> Task to carry out
Retype all of the data exactly as given.

══ The data

PR #44, opened 2025-03-28
use zaino traits

idky137:
Updates code to use the `ZcashIndexer` and `LightwalletIndexer` traits from Zaino-State rather than the internal functionality of the `FetchService`.

### DIFF
--- a/zallet/src/components/sync/steps.rs
+++ b/zallet/src/components/sync/steps.rs
@@ -1,7 +1,11 @@
 use jsonrpsee::tracing::info;
 use orchard::tree::MerkleHashOrchard;
-use zaino_fetch::jsonrpc::{error::JsonRpcConnectorError, response::GetBlockResponse};
-use zaino_state::fetch::FetchServiceSubscriber;
+use zaino_fetch::jsonrpc::error::JsonRpcConnectorError;
+use zaino_state::{
+    error::FetchServiceError,
+    fetch::FetchServiceSubscriber,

════

> Result
PR #44, opened 2025-03-28
use zaino traits

idky137:
Updates code to use the `ZcashIndexer` and `LightwalletIndexer` traits from Zaino-State rather than the internal functionality of the `FetchService`.

### DIFF
--- a/zallet/src/components/sync/steps.rs
+++ b/zallet/src/components/sync/steps.rs
@@ -1,7 +1,11 @@
 use jsonrpsee::tracing::info;
 use orchard::tree::MerkleHashOrchard;
-use zaino_fetch::jsonrpc::{error::JsonRpcConnectorError, response::GetBlockResponse};
-use zaino_state::fetch::FetchServiceSubscriber;
+use zaino_fetch::jsonrpc::error::JsonRpcConnectorError;
+use zaino_state::{
+    error::FetchServiceError,
+    fetch::FetchServiceSubscriber,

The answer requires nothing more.